Two signals at the disclosure:

  1. Early-fraud-warning likelihood prediction — fed into patterns/preemptive-refund-on-early-fraud-warning.
  2. Fraudulent-dispute likelihood prediction.

"We plan to add new signals that can be used across your entire payments stack."

Strategic dynamics

  • Signal-value-as-asset — Stripe's accumulated fraud-signal density is monetisable independent of processing relationships. This positions Radar as a competitor to in-house fraud models on prediction quality rather than on processing-pipeline integration.

  • Adoption-flywheel — every multiprocessor signal-only customer expands the corpus the predictions are trained on, without requiring those customers to also switch their processor to Stripe. Late adopters benefit from the network density built up by early adopters.

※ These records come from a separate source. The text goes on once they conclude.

Issue #53, opened 2019-06-11
Cursor Appears at Bottom of Screen When Moving Around File With Keyboard


smolck:
When moving in a file with the keyboard (`j`, `k`, `l`, `h`), the cursor first appears at the bottom right of the screen and then moves to where it should be in the file (This is a picture of it while the cursor is at the bottom right of the screen. After this, it appeared back at the correct position):

![image](https://user-images.githubusercontent.com/46855713/59311870-a7be4080-8c70-11e9-8796-45bf5aaa8907.png)

It does this erratically, and I have only noticed it while _holding down_ the keys to move (most notably when moving up or down in a file).

The following diff stops this behavior, but I imagine this is not an ideal solution and only masks the real problem (something with `neovim_lib`, maybe?):
```diff
diff --git a/src/ui/grid/grid.rs b/src/ui/grid/grid.rs
index b2e61b4..0af02df 100644
--- a/src/ui/grid/grid.rs
+++ b/src/ui/grid/grid.rs
@@ -57,7 +57,7 @@ pub struct Grid {
     /// EventBox to get mouse events for this grid.
     eb: EventBox,
     /// Internal context that is manipulated and used when handling events.
-    context: Arc<ThreadGuard<Option<Context>>>,
+    pub context: Arc<ThreadGuard<Option<Context>>>,
     /// Pointer position for dragging if we should call callback from
     /// `connect_motion_events_for_drag`.
     drag_position: Arc<ThreadGuard<(u64, u64)>>,
@@ -326,6 +326,11 @@ impl Grid {
         let mut ctx = self.context.borrow_mut();
         let ctx = ctx.as_mut().unwrap();
 
+        // Prevents cursor from appearing at bottom of screen
+        if row == ctx.rows.len() as u64 - 1 {
+            return;
+        }
+
         // Clear old cursor position.
         let (x, y, w, h) = ctx.get_cursor_rect();
         ctx.queue_draw_area
```

badosu:
I don't think this is an issue, I tried debugging it and noticed neovim's TUI presents the same behavior.

Seems to be an indicative of the current motion you're performing, e.g. `gg` gets you to the top of the page on normal mode, type the first `g` and notice it's shown there without flickering.

badosu:
It could be an issue if neovim provides an externalized api call to receive this data so that we can present it nicely.

smolck:
[...]

PR #54, opened 2019-06-14
[WIP] Add externalized messages support

badosu:
This is the base effort to start support for externalized messages.

My initial motivation was just to show regular messages (`"show_msg"` events), it seems that enabling this externalized setting changes drastically the UI though, passing all responsibility for anything resembling a message to it.

There are 4 kinds of separate UI components that are contemplated by ext_messages:

- Regular messages, these are sent by msg_show, cleared by msg_clear and shown in aggregate by msg_history_show. They span from messages outputted by plugins and vim to confirm dialogs, error messages, etc..
- Mode messages, these are shown when you are outside normal mode on the bottom of the editor when not externalized, "-- INSERT --", "-- VISUAL --", "-- VISUAL LINE --". Emmited by msg_showmode with content, cleared by same event without content.
- Cmd messages, the ones that show the current movement/command chord before conclusion, e.g. 'gg', 'ciw', etc... Emmited by msg_showcmd with content, cleared by same event without content.
- Ruler messages, current line and column being visualized, see :ruler. Emmited by msg_ruler with content, cleared by same event without content.

I would prefer an initial approach just externalizing regular messages and keeping everything else intact, will keep looking to see if that's possible.

Currently it only has the scaffold to deal with message events, it's a spike to see how that would work.

Using local neovim-lib until support for messages lands (https://github.com/daa84/neovim-lib/issues/32).

See: https://github.com/neovim/neovim/blob/master/runtime/doc/ui.txt#L680
A sample of events received: https://gist.github.com/badosu/80e3fe6adc232035cff8e99f3e798199

### DIFF
--- a/Cargo.toml
+++ b/Cargo.toml
@@ -10,7 +10,7 @@ debug = true
 unstable = []
 
 [dependencies]
-neovim-lib = "0.6"
+neovim-lib = { git = "https://github.com/badosu/neovim-lib", branch = "badosu/add-ext-messages" }
 structopt = "0.2"
 
 gio = "0.5"
--- a/src/main.rs
+++ b/src/main.rs
@@ -129,6 +129,7 @@ fn build(app: &gtk::Application, opts: &Options) {
     ui_opts.set_cmdline_external(!opts.disable_ext_cmdline);
 
     ui_opts.set_wildmenu_external(true);
+    ui_opts.set_messages_external(true);
     nvim.ui_attach(80, 30, &ui_opts)
         .expect("Failed to attach UI");
 
--- a/src/nvim_bridge.rs
+++ b/src/nvim_bridge.rs
@@ -219,6 +219,12 @@ pub struct CompletionItem {
     pub info: String,
 }
 
+#[derive(Debug)]
+pub struct MessageEntry {
+    pub kind: String,
+    pub content: Vec<(u64, String)>,
+}
+
 pub struct PopupmenuShow {
     pub items: Vec<CompletionItem>,
     pub selected: i64,
@@ -280,6 +286,13 @@ pub enum RedrawEvent {
     WildmenuHide(),
     WildmenuSelect(i64),
 
+    MessageShow(MessageEntry, bool),
+    MessageShowMode(Vec<(u64, String)>),
+    MessageShowCmd(Vec<(u64, String)>),
+    MessageRuler(Vec<(u64, String)>),
+    MessageHistoryShow(Vec<MessageEntry>),
+    MessageClear(),
+
     Ignored(String),
     Unknown(String),
 }
@@ -324,6 +337,14 @@ impl fmt::Display for RedrawEvent {
             RedrawEvent::WildmenuShow(..) => write!(fmt, "WildmenuShow"),
             RedrawEvent::WildmenuHide(..) => write!(fmt, "WildmenuHide"),
             RedrawEvent::WildmenuSelect(..) => write!(fmt, "WildmenuSelect"),
+            RedrawEvent::MessageShow(..) => write!(fmt, "MessageShow"),
+            RedrawEvent::MessageShowMode(..) => write!(fmt, "MessageShowMode"),
+            RedrawEvent::MessageShowCmd(..) => write!(fmt, "MessageShowCmd"),
+            RedrawEvent::MessageClear(..) => write!(fmt, "MessageClear"),
+            RedrawEvent::MessageRuler(..) => write!(fmt, "MessageRuler"),
+            RedrawEvent::MessageHistoryShow(..) => {
+                write!(fmt, "MessageHistoryShow")
+            }
             RedrawEvent::Ignored(..) => write!(fmt, "Ignored"),
             RedrawEvent::Unknown(..) => write!(fmt, "Unknown"),
         }
@@ -489,6 +510,18 @@ GLOBALS:
     ["bell"]
     ["visual_bell"]
  */
+
+fn parse_hl_content(content: &Vec<Value>) -> Vec<(u64, String)> {
+    content
+        .into_iter()
+        .map(|args| {
+            let hl_id = unwrap_u64!(args[0]);
+            let text = unwrap_str!(args[1]).to_owned();
+
+            (hl_id, text)
+        })
+        .collect()
+}
 
 fn parse_redraw_event(args: Vec<Value>) -> Vec<RedrawEvent> {
     args.into_iter()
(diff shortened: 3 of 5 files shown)


src/main.rs
```diff
@@ -129,6 +129,7 @@ fn build(app: &gtk::Application, opts: &Options) {
     ui_opts.set_cmdline_external(!opts.disable_ext_cmdline);
 
     ui_opts.set_wildmenu_external(true);
+    ui_opts.set_messages_external(true);
```
badosu: Final version should have default false with option to enable (unless it gets really nice).

src/nvim_bridge.rs
```diff
@@ -282,6 +288,13 @@ pub enum RedrawEvent {
 
     Ignored(String),
     Unknown(String),
+
+    MessageShow(MessageEntry, bool),
+    MessageShowMode(Vec<(u64, String)>),
+    MessageShowCmd(Vec<(u64, String)>),
```
badosu: @smolck This is the event that shows those command indicators we were seeing on https://github.com/vhakulinen/gnvim/issues/53

Cargo.toml
```diff
@@ -10,7 +10,7 @@ debug = true
 unstable = []
 
 [dependencies]
-neovim-lib = "0.6"
+neovim-lib = { path = "../neovim-lib" }
```
badosu: Using local path until ext messages get supported on neovim-lib

src/nvim_bridge.rs
```diff
@@ -219,6 +219,12 @@ pub struct CompletionItem {
     pub info: String,
 }
 
+#[derive(Debug)]
+pub struct MessageEntry {
+    pub kind: String,
+    pub content: Vec<(u64, String)>,
```
badosu: This shows up often enough to be a good candidate for a struct, e.g. `HlContent`

smolck:
> I would prefer an initial approach just externalizing messages that use a dialog and keeping everything else intact, will keep looking to see if that's possible

So when you say dialog messages, you mean things like the output of wildmenu commands (`:!mkdir`, for example)? Forgive me for asking if this is obvious, but I want to clarify what is going on so I know before I try and help out.

badosu:
@smolck Anything that would be the result of `msg_show`: https://github.com/neovim/neovim/blob/master/runtime/doc/ui.txt#L693

There are 4 kinds of separate UI components that are contemplated by `ext_messages`:

- Regular messages, these are sent by `msg_show`, cleared by `msg_clear` and shown in aggregate by `msg_history_show`. They span from messages outputted by plugins and vim to confirm dialogs, error messages, etc..
- Mode messages, these are shown when you are outside normal mode on the bottom of the editor when not externalized, "-- INSERT --", "-- VISUAL --", "-- VISUAL LINE --"
- Cmd messages, the ones that show the current movement/command chord before conclusion, e.g. 'gg', 'ciw', etc...
- Ruler messages, current line and column being visualized, see `:ruler`.

Updated the description to make it more clear.

smolck:
Great, thanks for the clarification! That means once this is working, we could implement a nice external statusbar down the road, correct?

I tried compiling and running this setup (using your patched neovim-lib), but the application panics when trying to attach the Neovim UI, saying that ext_messages isn't a UI option. Any ideas why?

badosu:
> Great, thanks for the clarification! That means once this is working, we could implement a nice external statusbar down the road, correct?

Not exactly, the statusbar line is still the vim one, however many of the components present in the vicinity are externalized, see the sample I attached on the gist on the description.

> I tried compiling and running this setup (using your patched neovim-lib), but the application panics when trying to attach the Neovim UI, saying that ext_messages isn't a UI option. Any ideas why?

Currently `neovim-lib` does not support it so I [sent a PR](https://github.com/vhakulinen/gnvim/pull/54) to add it. I updated the current PR to use the branch.

Cargo.toml
```diff
@@ -10,7 +10,7 @@ debug = true
 unstable = []
 
 [dependencies]
-neovim-lib = "0.6"
+neovim-lib = { git = "https://github.com/badosu/neovim-lib", branch = "badosu/add-ext-messages" }
```
badosu: Using custom branch until support lands.

smolck: Interesting. Pulled this updated PR, and all I am getting on running it is this error:
`thread ‘main’ panicked at ‘Failed to attach UI: NeovimError(1, “No such option: ext_messages”)’`

This shouldn’t be happening, since I am using your neovim-lib that you updated to support the messages?

badosu: Are you using a recent neovim version?

smolck: Yup, version 0.3.7

badosu: [I think](https://github.com/neovim/neovim/pull/7466) this is only available on nvim 0.4.0 which is unreleased. Depending on your OS you can easily install the nightly, or have to build it yourself.

badosu: Again, this is just a proof-of-concept, not something to be too concerned about at this stage.

vhakulinen:
My efforts for ext_messages support from couple weeks ago: https://github.com/vhakulinen/gnvim/compare/ext_messages?expand=1. I got distracted by the removal of ext_wildmenu which got incorporated with ext_popupmenu in https://github.com/neovim/neovim/pull/9607.

src/nvim_bridge.rs
vhakulinen: `type HlContent = Vec<u64, String>` or `type HlContent = Vec<HlText>; type HlText = (u64, String>` would be better than a struct with a single property.

vhakulinen:
> > Great, thanks for the clarification! That means once this is working, we could implement a nice external statusbar down the road, correct?
>
> Not exactly, the statusbar line is still the vim one, however many of the components present in the vicinity are externalized, see the sample I attached on the gist on the description.

You can use `set laststatus=0` to get rid of the vim's status line.

vhakulinen:
Also be aware of this: https://github.com/neovim/neovim/pull/10065

badosu:
> My efforts for ext_messages support from couple weeks ago: https://github.com/vhakulinen/gnvim/compare/ext_messages?expand=1

Oh, I was not aware of that!

vhakulinen:
Closing in favor of #57. If you want to put any development efforts in implementing ext messages support, please base the work off #57. I really much want to make ext messages support a thing in gnvim but my time is limited so any help is appreciated (as always!). We should gather any experience/opinions/etc. on #57.

badosu:
:+1:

  • Coverage-vs-detection trade — merchants get signal even on transactions Stripe doesn't process; Stripe gets visibility (and signal) on transactions it doesn't process.

Required substrate

  • Trained prediction models decoupled from processing pipelines.
  • API surface exposing predictions on raw transaction-metadata input.
  • Data-handling / privacy posture for non-Stripe-processed transaction data submitted to Stripe for prediction.
  • Latency budget that beats the card network's own signal by a meaningful window (so preemptive-action patterns are viable).

Sibling patterns

  • patterns/cross-payment-method-fraud-network — extends signal propagation across payment methods within Stripe- processed transactions; this pattern extends signal value beyond Stripe-processed transactions entirely.

Trade-off

  • vs bundled processing-plus-fraud — broader market reach (merchants who can't / won't switch processors), but loses the deep transaction-pipeline integration that sometimes enables better detection.
  • vs partner-network signal sharing — fewer cross-vendor data-sharing barriers, but signal quality is bounded by what the merchant chooses to share.

Caveats

  • Latency of the prediction signal vs the card-network's own signal undisclosed.
  • Coverage envelope undisclosed — which payment methods, which card networks?
  • Privacy / data-licensing posture for non-Stripe data not described in the canonical instance.